→ WORK TASK: Give back every line of the data, word for word.

→ SUPPLIED RECORDS:
PR #1348, opened 2021-04-14
First push of druid translator

dkrapohl:
We're using this in production right now so it works in Teiid 10.3.X with Avatica 0.17 jdbc driver.

Capturing for public consumption:  

1. Put Avatica driver at the path modules\system\layers\base\org\apache\calcite\main\
2. Add module.xml with content
 `<module xmlns="urn:jboss:module:1.0" name="org.apache.calcite">
  <resources>
    <resource-root path="avatica-1.17.0.jar"/>
  </resources>
  <dependencies>
    <module name="javax.api"/>
  </dependencies>
</module>`
3. Add to standalone-(whichever you use).xml
`				<datasource .......>
                    <connection-url>jdbc:avatica:remote:url=(YOUR CONNECTION STRING)</connection-url>
                    <driver>org.apache.calcite</driver>
                </datasource>	`
4. Add to standalone-(whichever you use).xml
`<translator name="druid" module="org.jboss.teiid.translator.jdbc"/>`

### DIFF
--- a/connectors/jdbc/translator-jdbc/src/main/java/org/teiid/translator/jdbc/druid/DruidExecutionFactory.java
+++ b/connectors/jdbc/translator-jdbc/src/main/java/org/teiid/translator/jdbc/druid/DruidExecutionFactory.java
@@ -1,0 +1,448 @@
+/*
+ * Copyright Red Hat, Inc. and/or its affiliates
+ * and other contributors as indicated by the @author tags and
+ * the COPYRIGHT.txt file distributed with this work.
+ *
+ * Licensed under the Apache License, Version 2.0 (the "License");
+ * you may not use this file except in compliance with the License.
+ * You may obtain a copy of the License at
+ *
+ * http://www.apache.org/licenses/LICENSE-2.0
+ *
+ * Unless required by applicable law or agreed to in writing, software
+ * distributed under the License is distributed on an "AS IS" BASIS,
+ * WITHOUT WARRANTIES OR CONDITIONS OF ANY KIND, either express or implied.
+ * See the License for the specific language governing permissions and
+ * limitations under the License.
+ */
+
+package org.teiid.translator.jdbc.druid;
+
+import org.teiid.language.*;
+import org.teiid.metadata.RuntimeMetadata;
+import org.teiid.translator.*;
+import org.teiid.translator.jdbc.*;
+import org.teiid.translator.jdbc.oracle.ConcatFunctionModifier;
+import org.teiid.translator.jdbc.oracle.OracleFormatFunctionModifier;
+
+import java.sql.Connection;
+import java.sql.Time;
+import java.sql.Timestamp;
+import java.util.*;
+
+import static org.teiid.translator.TypeFacility.RUNTIME_NAMES.*;
+
+/**
+ * Translator class for Apache Druid.
+ * Created by Don Krapohl 04/02/2021
+ */
+@Translator(name="druid", description="druid custom translator")
+public class DruidExecutionFactory extends JDBCExecutionFactory {
+
+    public static String DRUID = "druid"; //$NON-NLS-1$
+
+    static final String UUID_TYPE = "uuid"; //$NON-NLS-1$
+    private static final String INTEGER_TYPE = "integer"; //$NON-NLS-1$
+    private String druidBrokerURL;   //required, defaults to null
+    private String serialization="json"; //defaults to json
+    private String authentication="NONE";    //defaults to no authentication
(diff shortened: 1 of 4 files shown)


shawkins:
Thanks @dkrapohl  The build is complaining about very minor things - like line endings.  I don't mind at all if this gets included in the main project source.  We can convert what you have in the description to a doc page.

shawkins:
Would be able to resolve the rest of the checkstyle and other minor build errors?  We can set a goal of having a Teiid 17 in July with this included.

dkrapohl:
Can do.  I'll get this out next week.

connectors/jdbc/translator-jdbc/src/main/java/org/teiid/translator/jdbc/DefaultSQLDialect.java
```diff
@@ -1,34 +1 @@
-/*
```
shawkins, line 1: The line endings here seem to have been mangled.

connectors/jdbc/translator-jdbc/src/main/java/org/teiid/translator/jdbc/druid/DruidExecutionFactory.java
```diff
@@ -0,0 +1,531 @@
...
+
+    /**
+     * Postgres doesn't provide min/max(boolean), so this conversion writes a min(BooleanValue) as
+     * bool_and(BooleanValue)
+     * @see org.teiid.language.visitor.LanguageObjectVisitor#visit(org.teiid.language.AggregateFunction)
+     * @since 4.3
+     */
+    @Override
+    public List<?> translate(LanguageObject obj, ExecutionContext context) {
+        if (obj.getClass().toString().equals("class org.teiid.language.Select")) {
```
shawkins, line 305: Why a string name comparison and not an instanceof check?

connectors/jdbc/translator-jdbc/src/main/java/org/teiid/translator/jdbc/druid/DruidExecutionFactory.java
```diff
@@ -0,0 +1,531 @@
...
+            if (null!= ((Select) obj).getGroupBy() && ((Select) obj).getGroupBy().getElements().size() > 0) {
+                // remove any columns from group by that are not in the select
+                ((Select) obj).getGroupBy().getElements().removeAll(
```
shawkins, line 308: You probably don't want to do this here - the projected columns won't line up and you should get exceptions later on.  You probably need a capability similar to supportsOrderByUnrelated - where the engine won't allow for grouping expressions that don't appear in the select.

connectors/jdbc/translator-jdbc/src/test/java/org/teiid/translator/jdbc/druid/TestDruidTranslator.java
```diff
@@ -0,0 +1,149 @@
...
+        input = "select TIMESTAMPADD(SQL_TSI_DAY, 1, timestampvalue) from BQT1.MediumA"; //$NON-NLS-1$
+        output = "SELECT MediumA.TimestampValue + (INTERVAL '1' DAY(1)) FROM MediumA"; //$NON-NLS-1$
+        helpTestVisitor(getTestBQTVDB(), input, output);
+
+        //input = "select TIMESTAMPDIFF(SQL_TSI_DAY, NOW(), timestampvalue) from BQT1.MediumA"; //$NON-NLS-1$
+        //output = "SELECT MediumA.TimestampValue + (INTERVAL '1' DAY(1)) FROM MediumA"; //$NON-NLS-1$
+        //helpTestVisitor(getTestBQTVDB(), input, output);
+    }
+    @Test
+    public void testStringToTimestamp() throws Exception {
```
shawkins, line 124: This test fails for me locally:

Actual result: TIME_PARSE('2004-06-29 23:59:59.987', 'yyyy-MM-dd HH:mm:ss')

connectors/jdbc/translator-jdbc/src/main/java/org/teiid/translator/jdbc/druid/DruidExecutionFactory.java
dkrapohl: Ouch.  Fixed and pushed.

connectors/jdbc/translator-jdbc/src/main/java/org/teiid/translator/jdbc/DefaultSQLDialect.java
dkrapohl: IDE on windows.  Fixed and pushed.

→ REPLY:
PR #1348, opened 2021-04-14
First push of druid translator

dkrapohl:
We're using this in production right now so it works in Teiid 10.3.X with Avatica 0.17 jdbc driver.

Capturing for public consumption:  

1. Put Avatica driver at the path modules\system\layers\base\org\apache\calcite\main\
2. Add module.xml with content
 `<module xmlns="urn:jboss:module:1.0" name="org.apache.calcite">
  <resources>
    <resource-root path="avatica-1.17.0.jar"/>
  </resources>
  <dependencies>
    <module name="javax.api"/>
  </dependencies>
</module>`
3. Add to standalone-(whichever you use).xml
`				<datasource .......>
                    <connection-url>jdbc:avatica:remote:url=(YOUR CONNECTION STRING)</connection-url>
                    <driver>org.apache.calcite</driver>
                </datasource>	`
4. Add to standalone-(whichever you use).xml
`<translator name="druid" module="org.jboss.teiid.translator.jdbc"/>`

### DIFF
--- a/connectors/jdbc/translator-jdbc/src/main/java/org/teiid/translator/jdbc/druid/DruidExecutionFactory.java
+++ b/connectors/jdbc/translator-jdbc/src/main/java/org/teiid/translator/jdbc/druid/DruidExecutionFactory.java
@@ -1,0 +1,448 @@
+/*
+ * Copyright Red Hat, Inc. and/or its affiliates
+ * and other contributors as indicated by the @author tags and
+ * the COPYRIGHT.txt file distributed with this work.
+ *
+ * Licensed under the Apache License, Version 2.0 (the "License");
+ * you may not use this file except in compliance with the License.
+ * You may obtain a copy of the License at
+ *
+ * http://www.apache.org/licenses/LICENSE-2.0
+ *
+ * Unless required by applicable law or agreed to in writing, software
+ * distributed under the License is distributed on an "AS IS" BASIS,
+ * WITHOUT WARRANTIES OR CONDITIONS OF ANY KIND, either express or implied.
+ * See the License for the specific language governing permissions and
+ * limitations under the License.
+ */
+
+package org.teiid.translator.jdbc.druid;
+
+import org.teiid.language.*;
+import org.teiid.metadata.RuntimeMetadata;
+import org.teiid.translator.*;
+import org.teiid.translator.jdbc.*;
+import org.teiid.translator.jdbc.oracle.ConcatFunctionModifier;
+import org.teiid.translator.jdbc.oracle.OracleFormatFunctionModifier;
+
+import java.sql.Connection;
+import java.sql.Time;
+import java.sql.Timestamp;
+import java.util.*;
+
+import static org.teiid.translator.TypeFacility.RUNTIME_NAMES.*;
+
+/**
+ * Translator class for Apache Druid.
+ * Created by Don Krapohl 04/02/2021
+ */
+@Translator(name="druid", description="druid custom translator")
+public class DruidExecutionFactory extends JDBCExecutionFactory {
+
+    public static String DRUID = "druid"; //$NON-NLS-1$
+
+    static final String UUID_TYPE = "uuid"; //$NON-NLS-1$
+    private static final String INTEGER_TYPE = "integer"; //$NON-NLS-1$
+    private String druidBrokerURL;   //required, defaults to null
+    private String serialization="json"; //defaults to json
+    private String authentication="NONE";    //defaults to no authentication
(diff shortened: 1 of 4 files shown)


shawkins:
Thanks @dkrapohl  The build is complaining about very minor things - like line endings.  I don't mind at all if this gets included in the main project source.  We can convert what you have in the description to a doc page.

shawkins:
Would be able to resolve the rest of the checkstyle and other minor build errors?  We can set a goal of having a Teiid 17 in July with this included.

dkrapohl:
Can do.  I'll get this out next week.

connectors/jdbc/translator-jdbc/src/main/java/org/teiid/translator/jdbc/DefaultSQLDialect.java
```diff
@@ -1,34 +1 @@
-/*
```
shawkins, line 1: The line endings here seem to have been mangled.

connectors/jdbc/translator-jdbc/src/main/java/org/teiid/translator/jdbc/druid/DruidExecutionFactory.java
```diff
@@ -0,0 +1,531 @@
...
+
+    /**
+     * Postgres doesn't provide min/max(boolean), so this conversion writes a min(BooleanValue) as
+     * bool_and(BooleanValue)
+     * @see org.teiid.language.visitor.LanguageObjectVisitor#visit(org.teiid.language.AggregateFunction)
+     * @since 4.3
+     */
+    @Override
+    public List<?> translate(LanguageObject obj, ExecutionContext context) {
+        if (obj.getClass().toString().equals("class org.teiid.language.Select")) {
```
shawkins, line 305: Why a string name comparison and not an instanceof check?

connectors/jdbc/translator-jdbc/src/main/java/org/teiid/translator/jdbc/druid/DruidExecutionFactory.java
```diff
@@ -0,0 +1,531 @@
...
+            if (null!= ((Select) obj).getGroupBy() && ((Select) obj).getGroupBy().getElements().size() > 0) {
+                // remove any columns from group by that are not in the select
+                ((Select) obj).getGroupBy().getElements().removeAll(
```
shawkins, line 308: You probably don't want to do this here - the projected columns won't line up and you should get exceptions later on.  You probably need a capability similar to supportsOrderByUnrelated - where the engine won't allow for grouping expressions that don't appear in the select.

connectors/jdbc/translator-jdbc/src/test/java/org/teiid/translator/jdbc/druid/TestDruidTranslator.java
```diff
@@ -0,0 +1,149 @@
...
+        input = "select TIMESTAMPADD(SQL_TSI_DAY, 1, timestampvalue) from BQT1.MediumA"; //$NON-NLS-1$
+        output = "SELECT MediumA.TimestampValue + (INTERVAL '1' DAY(1)) FROM MediumA"; //$NON-NLS-1$
+        helpTestVisitor(getTestBQTVDB(), input, output);
+
+        //input = "select TIMESTAMPDIFF(SQL_TSI_DAY, NOW(), timestampvalue) from BQT1.MediumA"; //$NON-NLS-1$
+        //output = "SELECT MediumA.TimestampValue + (INTERVAL '1' DAY(1)) FROM MediumA"; //$NON-NLS-1$
+        //helpTestVisitor(getTestBQTVDB(), input, output);
+    }
+    @Test
+    public void testStringToTimestamp() throws Exception {
```
shawkins, line 124: This test fails for me locally:

Actual result: TIME_PARSE('2004-06-29 23:59:59.987', 'yyyy-MM-dd HH:mm:ss')

connectors/jdbc/translator-jdbc/src/main/java/org/teiid/translator/jdbc/druid/DruidExecutionFactory.java
dkrapohl: Ouch.  Fixed and pushed.

connectors/jdbc/translator-jdbc/src/main/java/org/teiid/translator/jdbc/DefaultSQLDialect.java
dkrapohl: IDE on windows.  Fixed and pushed.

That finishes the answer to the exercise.